# House Paint Removal Help



## SirMike1983 (Aug 18, 2009)

I've got a bike that someone applied house paint to at some point. It appears to be oil based, but paint thinner doesn't seem to get to it. Is there something that can be used to strip the house paint but leave the underlying original paint?


----------



## militarymonark (Aug 18, 2009)




----------



## SirMike1983 (Aug 18, 2009)

Looks great-- available at hardware store or Home Depot?


----------



## militarymonark (Aug 19, 2009)

yes!! home depot or lowes


----------



## SirMike1983 (Aug 19, 2009)

Got a big tin of it. I wish they sold it in smaller sizes-- HD only had the big one.


----------



## militarymonark (Aug 20, 2009)

it takes some work to get the old paint off but the results are usually awesome post up some pictures of what you have under the paint


----------



## SirMike1983 (Aug 20, 2009)

militarymonark said:


> it takes some work to get the old paint off but the results are usually awesome post up some pictures of what you have under the paint




What method do you suggest for stripping the paint? Rub with a rag, or let sit and then rub off etc?


----------



## militarymonark (Aug 20, 2009)

soak a rag and rub your fingers off.


----------



## SirMike1983 (Aug 20, 2009)

It worked to a degree, but seemed to do well when I would alternate between acetone nail polish remover and Xylene. Unfortunately it took a fair bit of the original paint off as well as it seems the house paint fused in with the original paint in some areas. I just could not seem to separate the two. I had the paint matched at the hardware store via computer, so I can fill in the holes with new enamel. I wish I had your luck with that black bike, what was the red stuff, spray paint?


----------



## pedal alley (Sep 30, 2009)

SirMike1983 said:


> It worked to a degree, but seemed to do well when I would alternate between acetone nail polish remover and Xylene. Unfortunately it took a fair bit of the original paint off as well as it seems the house paint fused in with the original paint in some areas. I just could not seem to separate the two. I had the paint matched at the hardware store via computer, so I can fill in the holes with new enamel. I wish I had your luck with that black bike, what was the red stuff, spray paint?




bet that was a fume .
did you know your name, afterwords ?
wheres the pics. of the results ?


----------



## cyclingday (Oct 1, 2009)

I am working on a project now that is covered in overpaint, and I couldn't decide what to use, so I bought a can of Goof Off and a can of Xylene. The Goof Off worked better for me. It still had a tendency to lift some of the original paint in the tough areas.
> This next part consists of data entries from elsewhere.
PR #584, opened 2024-05-17
base64: fix error on macOS

gebinic:
- the base64 binary on macOS has no "-w" cli option. there is an alternative "-b" which has "0" as default, so we pass "-w 0" only if we are NOT on macOS
- implement local_output module

### DIFF
--- a/base64/Tiltfile
+++ b/base64/Tiltfile
@@ -1,17 +1,29 @@
+load('ext://local_output', 'local_output')
+
 def encode_base64(content):
-    return str(local(
-        command=['base64', '-w', '0'],
+    base64_cmd = ['base64']
+    # the base64 binary on macOS has no "-w" cli option. there is an alternative "-b" which has "0" as default, so we pass "-w 0" only if we are NOT on macOS
+    # see https://stackoverflow.com/a/46464081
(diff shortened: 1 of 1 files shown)


base64/Tiltfile
```diff
@@ -1,17 +1,29 @@
+load('ext://local_output', 'local_output')
+
 def encode_base64(content):
-    return str(local(
-        command=['base64', '-w', '0'],
+    base64_cmd = ['base64']
+    # the base64 binary on macOS has no "-w" cli option. there is an alternative "-b" which has "0" as default, so we pass "-w 0" only if we are NOT on macOS
```
nicks, line 5: i don't believe this is accurate -- the problem you're running into is a difference between BSD base64 and GNU base64
https://man.freebsd.org/cgi/man.cgi?query=base64&apropos=0&sektion=0&manpath=FreeBSD+5.3-RELEASE+and+Ports&format=html
https://www.gnu.org/software/coreutils/manual/html_node/base64-invocation.html#base64-invocation

if you do a `brew install coreutils`, you can install GNU base64 on macOS just fine

instead, maybe the way to do this is to check `base64 --version`?

gebinic: Many thanks for this hint! I replaced the os check with a bsd/gnu check in my last commit.

PR #591, opened 2024-07-16
helm_resource: `links` argument

noelleleigh:
This PR adds the `links` argument from [`k8s_resource()`](https://docs.tilt.dev/api#api.k8s_resource) to `helm_resource()` so that clickable URLs can be added to the resource.


nicks (approved):
lgtm!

I was able to return the Xylene for a full refund. So, it paid to try them both. I'm sure the type of over paint has a lot to do with the level of success.


----------



## all riders (Dec 22, 2009)

*acetone and xylene*

my two cents: I find that acetone on a rag works ,but acetone on 000 steelwool works better. it is actually easier to not go too deep with the wool.
  ON the list of chemicals that you don't want to handle (0-10) xylene is an 8 and acetone is a 2


----------



## militarymonark (Dec 22, 2009)

IM not sure what that was but it looked like a pretty good job so it could have been sprayed on either way it was lead paint from the 40's or 50's


----------